MAY 23, 2006 - Posted at 4:36 p.m. CST
WASHINGTON - A day after the government announced the loss of sensitive personal information on more than 26 million U.S. veterans, questions remain about how truly deep the problem is.
That's because officials admit that data from some veterans' family members was lost, too. Veterans are asked to provide the Social Security numbers of their spouses and children.
The V.A. has set up a telephone hotline to answer questions about the theft of personal data from a V.A. employee's home.
Meanwhile, Arkansas' junior U.S. Senator Mark Pryor issued the following statement this afternoon on the matter: "I find it very troubling that the personal information of 26 million veterans has potentially been compromised and fallen into the hands of thieves. It is incumbent upon the Veterans Administration and law enforcement to allot the necessary resources to protect these veterans from identity theft and further frustration."
Security experts say the potential for identity theft depends on what the thief was after. Security consultant Chris McGoey says if it was a simple home robbery, it's unlikely that stolen information will be used. However, he says under a worst-case scenario, the thief might have known exactly what to look for.

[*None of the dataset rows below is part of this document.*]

PR #379, opened 2022-11-08
add safety checks for guarantees on the state during runs

twicki:
## Purpose

As per discussion we want a way to test that our state is still sane during runs

## Code changes:

- Added a `SafetyChecker` in the main driver that is called every `safety_check_frequency` in the `_end_of_step_actions` and checks the state for consistency
- Added optional  `safety_check_frequency` to the DriverConfig
- Added `SafetyChecker` that does check on local data
- Added tests for the `SafetyChecker`

## Checklist

### DIFF
--- a/driver/pace/driver/driver.py
+++ b/driver/pace/driver/driver.py
@@ -518,7 +518,7 @@ class Driver:
         self._time_run = self.config.start_time
 
         self.safety_checker = SafetyChecker()
-        SafetyChecker.register_variable("ua", -200, 200)
+        SafetyChecker.register_variable("ua", -200, 200, compute_domain_only=True)
 
     def _update_driver_config_with_communicator(
         self, communicator: CubedSphereCommunicator
--- a/driver/pace/driver/driver.py
+++ b/driver/pace/driver/driver.py
@@ -17,6 +17,7 @@ import pace.stencils
 import pace.util
 import pace.util.grid
 from pace import fv3core
+from pace.driver.safety_checks import SafetyChecker
 from pace.dsl.dace.dace_config import DaceConfig
 from pace.dsl.dace.orchestration import dace_inhibitor, orchestrate
 from pace.dsl.stencil_config import CompilationConfig, RunMode
@@ -122,6 +123,7 @@ class DriverConfig:
     pair_debug: bool = False
     output_initial_state: bool = False
     output_frequency: int = 1
+    safety_check_frequency: int = 1
 
     @functools.cached_property
     def timestep(self) -> timedelta:
@@ -515,6 +517,9 @@ class Driver:
 
         self._time_run = self.config.start_time
 
+        self.safety_checker = SafetyChecker()
+        SafetyChecker.register_variable("ua", -200, 200)
+
     def _update_driver_config_with_communicator(
         self, communicator: CubedSphereCommunicator
     ) -> None:
@@ -554,6 +559,8 @@ class Driver:
         self.time += self.config.timestep
         if ((step + 1) % self.config.output_frequency) == 0:
             self.diagnostics.store(time=self.time, state=self.state)
+        if ((step + 1) % self.config.safety_check_frequency) == 0:
+            self.safety_checker.check_state(self.state.dycore_state)
         self.config.restart_config.write_intermediate_if_enabled(
             state=self.state,
             step=step,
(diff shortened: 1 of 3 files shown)


elynnwu:
launch jenkins

driver/pace/driver/driver.py
```diff
@@ -122,6 +123,7 @@ class DriverConfig:
     pair_debug: bool = False
     output_initial_state: bool = False
     output_frequency: int = 1
+    safety_check_frequency: int = 1
```
elynnwu, line 126: I think by default we should not do safety check, I would suggest we set this to a very large number, or we should even have a switch to turn on/off?

driver/pace/driver/driver.py
```diff
@@ -515,6 +517,9 @@ def exit_instead_of_build(self):
 
         self._time_run = self.config.start_time
 
+        self.safety_checker = SafetyChecker()
+        SafetyChecker.register_variable("ua", -200, 200, compute_domain_only=True)
+
```
elynnwu, line 522: I think we should register some variables by default when you make `SafetyChecker`, then we can also allow custom checkers from the namelist

driver/pace/driver/safety_checks.py
```diff
@@ -0,0 +1,89 @@
...
+            raise NotImplementedError("Can only register variables once")
+        else:
+            cls.checks[name] = (minimum_value, maximum_value, compute_domain_only)
+
+    @classmethod
+    def clear_all_checks(cls):
+        """Clear all the registered checks"""
+        cls.checks.clear()
+
+    def check_state(self, state: DycoreState):
```
elynnwu, line 50: Allow this for `PhysicsState` also

driver/pace/driver/safety_checks.py
```diff
@@ -0,0 +1,89 @@
...
+                min_value = var.data[
+                    var.origin[0] : var.origin[0] + var.extent[0],
+                    var.origin[1] : var.origin[1] + var.extent[1],
+                    var.origin[2] : var.origin[2] + var.extent[2],
+                ].min()
+                max_value = var.data[
+                    var.origin[0] : var.origin[0] + var.extent[0],
+                    var.origin[1] : var.origin[1] + var.extent[1],
+                    var.origin[2] : var.origin[2] + var.extent[2],
+                ].max()
```
elynnwu, line 75: I believe every variables in dycore and physics state are now quantity, so you can do `quantity.view` for compute domain

driver/pace/driver/safety_checks.py
```diff
@@ -0,0 +1,89 @@
...
+        Raises:
+            NotImplementedError: If one of the registered variables are not in the state
+            RuntimeError: If one of the variables exceeds its specified bounds
+        """
+        for variable, bounds in self.checks.items():
+            try:
+                var: Quantity = state.__getattribute__(variable)
+            except AttributeError:
+                raise NotImplementedError("Variable is not in the state")
+            if bounds[2]:
```
elynnwu, line 65: What is `bounds[2]`?

driver/pace/driver/safety_checks.py
```diff
@@ -0,0 +1,89 @@
...
+            if bounds[0] and min_value < bounds[0]:
+                raise RuntimeError(
+                    f"Variable {variable} is outside of its specified bounds: \
+                    {bounds[0]} specified, {min_value} found"
+                )
+            if bounds[1] and max_value > bounds[1]:
+                raise RuntimeError(
+                    f"Variable {variable} is outside of its specified bounds: \
+                    {bounds[1]} specified, {max_value} found"
+                )
```
elynnwu, line 89: Do you know if it errors out here, it will still go and write out a restart file? I think it would be helpful to dump some data when safety check is on and an out of bounds error is detected.

twicki: This happens in the end-of step, so it will be caught by the try / finally block, so if output is specified, it will dump, yes

driver/pace/driver/safety_checks.py
twicki: the check of if domain-size only or on the entire domain. Renamed for clarifiaction

driver/pace/driver/safety_checks.py
twicki: nice, makes life easier

driver/pace/driver/safety_checks.py
twicki: I don't think this is a good idea. Variables that have the same name in both places are an issue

Meanwhile, Pryor also expressed skepticism today that a federal law against oil company price gouging could not be enforced. The chief of the Federal Trade Commission said such a law would be difficult to enforce and could hurt consumers by causing fuel shortages. Pryor and Senator Gordon Smith or Oregon challenged FTC Chairwoman Deborah Platt Majoras' suggestion that consumers might be harmed by a federal price gouging law.